- _Task details_:
When counting, include every line of the data that holds "string", then state the total alone.

The data START

PR #10438, opened 2025-01-17
front: fix opstudies itinary reversal dysfunctioning when times and margin where set

### LINKED ISSUE #10036: Reversing the itinerary messes up the schedule points
### What happened?

Starting from a train that has specific schedule points, if i reverse the itinerary the timings and margins are kept, but they become inconsistent because they are in the wrong order : 

Image

Image

Image

3 options here:

- brutal one: reversing the itinerary changes the itinerary so all the input table should be reset
- 🔆nicer one🔆: keep the stop times but not the timings, so that stops remain stops
- 🔆🔆🔆nicer one premium shiny pack🔆🔆🔆: also keep the margins but adapt them so that they are correct : a margin applies on a zone, so reverting the itinerary should keep the margin on this zone. In the table this means placing the 5% at the beginning of the reversed zone.

Reproduce the description

Recette (SNCF)

Google Chrome

9e75ce2

Synar:
Close #10036 (🔆🔆🔆nicer one premium shiny pack🔆🔆🔆 version)

### DIFF
--- a/front/src/modules/pathfinding/components/Itinerary/Itinerary.tsx
+++ b/front/src/modules/pathfinding/components/Itinerary/Itinerary.tsx
@@ -14,6 +14,7 @@ import { useOsrdConfSelectors } from 'common/osrdContext';
 import Tipped from 'common/Tipped';
 import Pathfinding from 'modules/pathfinding/components/Pathfinding/Pathfinding';
 import TypeAndPath from 'modules/pathfinding/components/Pathfinding/TypeAndPath';
+import reversePathSteps from 'modules/pathfinding/helpers/reversePathSteps';
 import { setWarning } from 'reducers/main';
 import { updateViewport } from 'reducers/map';
 import { getMap } from 'reducers/map/selectors';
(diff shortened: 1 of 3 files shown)


front/src/modules/pathfinding/components/Itinerary/Itinerary.tsx
```diff
@@ -73,7 +73,30 @@ const Itinerary = () => {
 
   const inverseOD = () => {
     notifyRestrictionResetWarning();
-    const newPathSteps = [...pathSteps].reverse();
+
+    // Reverse start and end of margins, in prevision of reversing the list of path steps
+    const newMargins: (string | undefined)[] = [];
+    let prevMargin: string | undefined;
+    pathSteps.forEach((pathStep, index) => {
```
SharglutDev: I think we can `compact` here, the button isn't available if there is no origin/destination (the only ones who can be `null`). This way, you can avoid the other checks for that in the function.
```suggestion
    compact.pathSteps.forEach((pathStep, index) => {
```

Synar: Sure, done!

SharglutDev (approved):
Lgtm and tested, thank you for the shiny pack version 🔆🔆🔆

achrafmohye (approved):
LGTM and tested 👍

emersion:
I think we want to move the margin of each path step to the next path step before reversing. I think this version would be easier to follow:

```ts
const newPathSteps = pathSteps.map((step, index) => ({
  ...step,
  arrival: null,
  theoreticalMargin: pathSteps[index - 1]?.theoreticalMargin,
})).reverse();
```

Or am I missing something?

Would be nice to have tests for this.

emersion (commented):
Dear GitHub, I've looked at this PR, now you can hide it from my review queue.

Synar:
> I think we want to move the margin of each path step to the next path step before reversing. I think this version would be easier to follow:
> 
> ```ts
> const newPathSteps = pathSteps.map((step, index) => ({
>   ...step,
>   arrival: null,
>   theoreticalMargin: pathSteps[index - 1]?.theoreticalMargin,
> })).reverse();
> ```
> 
> Or am I missing something?
> 
> Would be nice to have tests for this.

The issue is that a lot of intermediary path steps don't have a theoretical margins, and we should skip them when exchanging margins. So you should only set margins that were already set (plus start/end), the value to replace it with should be the last margin that was actually set, not simply the previous margin.

To give an example, [0%, undef, 3%, undef, undef, undef, 1%, undef] means we have 0% margin for 2 steps traveled, then 3% for 4, then 1% for 1. 

So it should give first [undef, undef, 0%, undef, undef, undef, 3%, 1%] before reversing, then after [1%, 3%, undef, undef, undef, 0%, undef, undef] which is 1% for 1 step, 3% for 4, and  0% for 2. Same as the initial distrib, but reversed.

Your version would give [undef, 0%, undef, 3%, undef, undef, undef, 1%] then [1%, undef, undef, undef, 3%, undef, 0%, undef] so 1% for 4 steps, 3% for 2, and 0% for 1. Different from the initial distrib.

I will write a test ^^

Synar:
@emersion I've added a couple tests ^^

The data END

- _Task solution_:
2